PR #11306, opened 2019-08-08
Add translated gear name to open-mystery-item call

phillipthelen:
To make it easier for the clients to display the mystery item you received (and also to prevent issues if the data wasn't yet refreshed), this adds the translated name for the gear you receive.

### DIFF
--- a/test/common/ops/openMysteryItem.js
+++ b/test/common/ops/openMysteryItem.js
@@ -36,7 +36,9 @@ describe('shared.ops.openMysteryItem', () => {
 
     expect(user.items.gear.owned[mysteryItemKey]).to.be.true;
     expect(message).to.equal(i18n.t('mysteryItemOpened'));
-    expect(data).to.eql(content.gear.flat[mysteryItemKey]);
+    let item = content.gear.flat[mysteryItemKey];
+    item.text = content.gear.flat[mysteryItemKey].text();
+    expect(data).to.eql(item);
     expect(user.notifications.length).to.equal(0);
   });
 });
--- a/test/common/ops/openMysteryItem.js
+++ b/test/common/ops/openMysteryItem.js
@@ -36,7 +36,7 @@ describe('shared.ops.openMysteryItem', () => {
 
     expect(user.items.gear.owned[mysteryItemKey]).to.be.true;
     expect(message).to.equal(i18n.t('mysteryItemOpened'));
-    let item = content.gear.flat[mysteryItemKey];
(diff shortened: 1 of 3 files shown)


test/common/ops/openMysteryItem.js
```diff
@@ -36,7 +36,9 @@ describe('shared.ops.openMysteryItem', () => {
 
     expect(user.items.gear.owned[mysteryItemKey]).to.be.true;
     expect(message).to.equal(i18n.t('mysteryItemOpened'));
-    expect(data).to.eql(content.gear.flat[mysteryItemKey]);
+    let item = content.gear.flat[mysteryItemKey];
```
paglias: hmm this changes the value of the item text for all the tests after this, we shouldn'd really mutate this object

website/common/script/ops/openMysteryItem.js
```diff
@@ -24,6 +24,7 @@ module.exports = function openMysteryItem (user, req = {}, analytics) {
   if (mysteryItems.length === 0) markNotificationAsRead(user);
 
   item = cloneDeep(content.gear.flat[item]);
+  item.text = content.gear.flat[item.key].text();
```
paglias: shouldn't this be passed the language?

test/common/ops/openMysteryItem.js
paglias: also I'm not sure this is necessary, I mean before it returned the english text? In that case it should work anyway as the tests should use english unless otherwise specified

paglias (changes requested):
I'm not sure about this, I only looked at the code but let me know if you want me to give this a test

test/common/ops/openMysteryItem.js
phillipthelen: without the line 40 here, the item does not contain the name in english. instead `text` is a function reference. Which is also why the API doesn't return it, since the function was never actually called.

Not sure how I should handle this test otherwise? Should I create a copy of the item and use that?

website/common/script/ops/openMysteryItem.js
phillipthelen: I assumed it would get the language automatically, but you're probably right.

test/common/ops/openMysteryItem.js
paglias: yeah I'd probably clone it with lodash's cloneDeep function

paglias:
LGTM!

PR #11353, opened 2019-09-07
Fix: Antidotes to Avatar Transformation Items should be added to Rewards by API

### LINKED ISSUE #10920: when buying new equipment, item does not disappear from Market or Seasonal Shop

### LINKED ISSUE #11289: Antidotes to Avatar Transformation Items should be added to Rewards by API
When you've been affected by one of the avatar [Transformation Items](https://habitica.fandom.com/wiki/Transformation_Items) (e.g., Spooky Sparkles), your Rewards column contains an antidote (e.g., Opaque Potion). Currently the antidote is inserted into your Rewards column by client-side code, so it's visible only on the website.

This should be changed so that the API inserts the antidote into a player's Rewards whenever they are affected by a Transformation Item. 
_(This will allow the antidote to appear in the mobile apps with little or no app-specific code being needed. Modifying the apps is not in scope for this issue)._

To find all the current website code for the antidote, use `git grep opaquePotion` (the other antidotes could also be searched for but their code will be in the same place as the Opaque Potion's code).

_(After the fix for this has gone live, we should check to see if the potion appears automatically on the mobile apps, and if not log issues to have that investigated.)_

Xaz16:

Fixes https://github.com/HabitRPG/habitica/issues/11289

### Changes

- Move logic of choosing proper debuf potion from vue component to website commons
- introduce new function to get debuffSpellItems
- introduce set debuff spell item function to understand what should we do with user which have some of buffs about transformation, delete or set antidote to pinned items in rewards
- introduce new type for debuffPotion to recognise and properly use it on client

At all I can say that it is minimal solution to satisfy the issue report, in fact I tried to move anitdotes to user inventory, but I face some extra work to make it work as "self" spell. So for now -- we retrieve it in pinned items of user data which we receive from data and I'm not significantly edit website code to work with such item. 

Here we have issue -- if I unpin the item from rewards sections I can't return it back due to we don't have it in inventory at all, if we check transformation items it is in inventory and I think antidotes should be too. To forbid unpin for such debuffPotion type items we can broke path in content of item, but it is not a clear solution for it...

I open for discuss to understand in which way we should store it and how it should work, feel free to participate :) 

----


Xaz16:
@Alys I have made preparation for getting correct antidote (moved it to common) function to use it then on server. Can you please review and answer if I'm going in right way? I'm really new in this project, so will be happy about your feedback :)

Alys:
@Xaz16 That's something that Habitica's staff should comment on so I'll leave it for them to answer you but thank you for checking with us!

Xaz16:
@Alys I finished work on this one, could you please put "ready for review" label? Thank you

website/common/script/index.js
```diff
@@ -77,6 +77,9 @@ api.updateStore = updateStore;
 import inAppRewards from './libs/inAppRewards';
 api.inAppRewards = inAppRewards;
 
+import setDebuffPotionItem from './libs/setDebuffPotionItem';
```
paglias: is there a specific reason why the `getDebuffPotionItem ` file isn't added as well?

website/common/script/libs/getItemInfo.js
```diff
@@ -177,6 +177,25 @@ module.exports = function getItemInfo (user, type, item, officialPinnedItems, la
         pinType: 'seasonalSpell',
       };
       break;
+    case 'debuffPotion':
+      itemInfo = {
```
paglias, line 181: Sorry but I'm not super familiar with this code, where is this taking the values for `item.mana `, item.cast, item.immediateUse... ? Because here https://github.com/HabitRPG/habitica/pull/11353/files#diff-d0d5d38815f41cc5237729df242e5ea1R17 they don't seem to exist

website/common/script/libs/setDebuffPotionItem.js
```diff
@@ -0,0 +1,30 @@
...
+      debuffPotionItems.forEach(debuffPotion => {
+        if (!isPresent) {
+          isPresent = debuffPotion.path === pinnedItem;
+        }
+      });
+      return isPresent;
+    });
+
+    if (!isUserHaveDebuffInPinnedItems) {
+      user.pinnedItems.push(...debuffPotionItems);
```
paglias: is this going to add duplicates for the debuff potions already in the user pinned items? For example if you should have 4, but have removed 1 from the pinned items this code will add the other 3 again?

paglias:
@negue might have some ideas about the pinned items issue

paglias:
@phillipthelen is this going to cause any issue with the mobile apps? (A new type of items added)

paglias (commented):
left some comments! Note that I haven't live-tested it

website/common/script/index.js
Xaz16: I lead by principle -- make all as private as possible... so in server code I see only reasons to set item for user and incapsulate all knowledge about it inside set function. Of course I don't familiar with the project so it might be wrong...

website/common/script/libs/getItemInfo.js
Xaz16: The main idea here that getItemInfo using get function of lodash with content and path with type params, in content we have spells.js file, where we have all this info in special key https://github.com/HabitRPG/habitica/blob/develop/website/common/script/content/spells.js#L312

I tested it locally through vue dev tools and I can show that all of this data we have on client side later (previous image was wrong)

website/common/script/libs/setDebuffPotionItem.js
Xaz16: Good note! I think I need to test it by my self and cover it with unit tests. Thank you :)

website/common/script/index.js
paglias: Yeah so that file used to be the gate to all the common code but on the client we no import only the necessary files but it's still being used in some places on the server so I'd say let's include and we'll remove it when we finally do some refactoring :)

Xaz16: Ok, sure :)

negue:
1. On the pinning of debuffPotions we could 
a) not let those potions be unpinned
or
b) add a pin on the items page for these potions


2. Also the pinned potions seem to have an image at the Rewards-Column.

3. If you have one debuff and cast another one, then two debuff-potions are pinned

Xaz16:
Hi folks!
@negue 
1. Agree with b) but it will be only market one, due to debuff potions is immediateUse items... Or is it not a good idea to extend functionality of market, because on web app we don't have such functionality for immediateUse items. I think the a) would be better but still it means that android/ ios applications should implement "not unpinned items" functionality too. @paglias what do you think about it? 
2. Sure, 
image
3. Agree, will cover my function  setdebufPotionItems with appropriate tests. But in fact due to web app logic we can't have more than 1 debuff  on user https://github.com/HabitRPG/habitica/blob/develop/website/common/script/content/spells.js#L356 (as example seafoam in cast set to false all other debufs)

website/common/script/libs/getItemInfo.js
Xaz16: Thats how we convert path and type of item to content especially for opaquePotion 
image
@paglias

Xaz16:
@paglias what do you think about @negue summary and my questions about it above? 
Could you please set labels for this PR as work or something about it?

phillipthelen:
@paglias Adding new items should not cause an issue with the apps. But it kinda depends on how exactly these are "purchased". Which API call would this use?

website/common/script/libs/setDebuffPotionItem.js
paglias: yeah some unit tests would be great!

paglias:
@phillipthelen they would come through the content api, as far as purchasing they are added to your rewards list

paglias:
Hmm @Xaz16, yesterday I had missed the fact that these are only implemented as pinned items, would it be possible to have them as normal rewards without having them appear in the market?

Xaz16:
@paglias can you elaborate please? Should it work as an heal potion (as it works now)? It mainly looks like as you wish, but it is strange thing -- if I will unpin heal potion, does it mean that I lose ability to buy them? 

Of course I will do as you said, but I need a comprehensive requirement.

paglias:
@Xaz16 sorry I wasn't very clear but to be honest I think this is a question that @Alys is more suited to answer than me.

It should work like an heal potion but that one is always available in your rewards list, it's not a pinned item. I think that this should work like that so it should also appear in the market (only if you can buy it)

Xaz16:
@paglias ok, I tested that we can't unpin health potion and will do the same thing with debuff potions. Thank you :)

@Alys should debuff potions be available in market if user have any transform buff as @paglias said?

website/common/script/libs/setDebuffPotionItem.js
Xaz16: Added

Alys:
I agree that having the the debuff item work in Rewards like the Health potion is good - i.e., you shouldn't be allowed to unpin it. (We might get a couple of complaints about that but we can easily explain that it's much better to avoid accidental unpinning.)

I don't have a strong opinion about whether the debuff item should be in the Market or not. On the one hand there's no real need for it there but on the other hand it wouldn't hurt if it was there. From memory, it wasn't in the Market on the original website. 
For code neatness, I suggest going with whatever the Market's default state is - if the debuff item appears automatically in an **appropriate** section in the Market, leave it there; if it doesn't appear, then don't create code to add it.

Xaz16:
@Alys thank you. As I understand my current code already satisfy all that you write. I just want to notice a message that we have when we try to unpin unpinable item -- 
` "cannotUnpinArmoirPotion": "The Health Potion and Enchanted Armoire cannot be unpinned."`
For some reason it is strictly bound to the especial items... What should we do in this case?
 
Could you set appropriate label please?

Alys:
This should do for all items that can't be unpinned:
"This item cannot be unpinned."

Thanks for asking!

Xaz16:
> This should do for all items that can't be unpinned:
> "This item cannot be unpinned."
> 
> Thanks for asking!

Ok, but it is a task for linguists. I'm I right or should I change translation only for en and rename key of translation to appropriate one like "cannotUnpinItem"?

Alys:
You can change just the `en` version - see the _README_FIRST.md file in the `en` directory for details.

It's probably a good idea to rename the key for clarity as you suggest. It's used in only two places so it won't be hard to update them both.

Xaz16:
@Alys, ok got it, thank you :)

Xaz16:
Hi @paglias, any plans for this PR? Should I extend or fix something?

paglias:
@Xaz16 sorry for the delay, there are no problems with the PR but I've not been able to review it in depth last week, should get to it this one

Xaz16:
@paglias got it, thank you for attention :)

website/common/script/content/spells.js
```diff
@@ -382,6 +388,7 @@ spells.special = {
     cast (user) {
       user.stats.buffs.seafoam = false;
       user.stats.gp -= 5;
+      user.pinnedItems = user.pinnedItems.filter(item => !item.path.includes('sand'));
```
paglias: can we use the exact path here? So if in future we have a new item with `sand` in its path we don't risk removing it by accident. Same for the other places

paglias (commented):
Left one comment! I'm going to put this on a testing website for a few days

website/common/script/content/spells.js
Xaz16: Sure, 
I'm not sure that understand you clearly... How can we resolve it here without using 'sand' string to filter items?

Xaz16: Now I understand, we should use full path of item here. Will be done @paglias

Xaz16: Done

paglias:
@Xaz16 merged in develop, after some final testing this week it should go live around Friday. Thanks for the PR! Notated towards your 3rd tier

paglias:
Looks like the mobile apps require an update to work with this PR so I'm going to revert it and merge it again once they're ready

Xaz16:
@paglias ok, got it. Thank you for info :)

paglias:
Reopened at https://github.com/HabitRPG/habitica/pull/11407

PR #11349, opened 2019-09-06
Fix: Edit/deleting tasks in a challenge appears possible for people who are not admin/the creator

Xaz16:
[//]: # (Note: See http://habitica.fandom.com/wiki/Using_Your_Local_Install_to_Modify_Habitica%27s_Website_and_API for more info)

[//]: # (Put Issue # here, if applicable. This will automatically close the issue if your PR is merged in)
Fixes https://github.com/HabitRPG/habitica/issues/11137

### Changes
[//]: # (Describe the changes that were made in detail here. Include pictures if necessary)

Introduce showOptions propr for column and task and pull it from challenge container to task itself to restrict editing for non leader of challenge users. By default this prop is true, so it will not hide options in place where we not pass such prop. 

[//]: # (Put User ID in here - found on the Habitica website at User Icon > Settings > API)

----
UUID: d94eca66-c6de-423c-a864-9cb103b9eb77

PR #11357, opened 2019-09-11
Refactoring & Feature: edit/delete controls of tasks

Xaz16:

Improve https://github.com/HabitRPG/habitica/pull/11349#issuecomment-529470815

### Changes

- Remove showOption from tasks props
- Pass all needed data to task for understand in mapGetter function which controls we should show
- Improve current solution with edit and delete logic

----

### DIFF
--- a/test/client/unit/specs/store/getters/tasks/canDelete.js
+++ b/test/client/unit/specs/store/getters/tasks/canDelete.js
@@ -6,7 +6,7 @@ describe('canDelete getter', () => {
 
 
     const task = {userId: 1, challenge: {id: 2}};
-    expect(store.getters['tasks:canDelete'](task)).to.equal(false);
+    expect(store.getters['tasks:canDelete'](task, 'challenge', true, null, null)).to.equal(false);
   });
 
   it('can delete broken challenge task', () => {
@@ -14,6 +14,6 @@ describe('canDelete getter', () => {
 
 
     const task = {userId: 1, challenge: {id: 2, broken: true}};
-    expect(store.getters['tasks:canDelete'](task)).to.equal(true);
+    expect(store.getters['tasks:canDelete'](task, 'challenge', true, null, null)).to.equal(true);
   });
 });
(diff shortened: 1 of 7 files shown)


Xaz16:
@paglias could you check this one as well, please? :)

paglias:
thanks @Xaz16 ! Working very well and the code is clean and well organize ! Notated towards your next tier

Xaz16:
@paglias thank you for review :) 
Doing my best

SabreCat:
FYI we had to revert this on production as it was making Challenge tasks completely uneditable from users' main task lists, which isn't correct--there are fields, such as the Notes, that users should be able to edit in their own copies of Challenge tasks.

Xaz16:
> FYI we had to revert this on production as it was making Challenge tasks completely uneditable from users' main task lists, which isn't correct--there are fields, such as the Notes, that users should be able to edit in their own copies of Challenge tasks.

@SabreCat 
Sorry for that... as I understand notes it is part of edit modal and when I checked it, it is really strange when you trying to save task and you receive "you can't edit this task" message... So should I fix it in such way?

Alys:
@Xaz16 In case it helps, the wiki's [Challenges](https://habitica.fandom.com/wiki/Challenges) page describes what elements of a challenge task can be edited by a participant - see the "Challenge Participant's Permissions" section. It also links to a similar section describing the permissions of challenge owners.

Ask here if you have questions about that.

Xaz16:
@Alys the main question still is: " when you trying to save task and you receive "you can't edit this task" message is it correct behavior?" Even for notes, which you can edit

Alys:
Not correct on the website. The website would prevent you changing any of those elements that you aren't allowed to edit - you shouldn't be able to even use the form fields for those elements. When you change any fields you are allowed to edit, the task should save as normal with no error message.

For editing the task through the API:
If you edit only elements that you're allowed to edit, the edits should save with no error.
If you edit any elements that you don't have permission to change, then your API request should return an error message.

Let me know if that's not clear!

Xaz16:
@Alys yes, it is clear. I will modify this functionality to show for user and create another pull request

### BRIEF
From the entries above, copy every line containing the word "said".

### WRITTEN REPLY
Of course I will do as you said, but I need a comprehensive requirement.
@Alys should debuff potions be available in market if user have any transform buff as @paglias said?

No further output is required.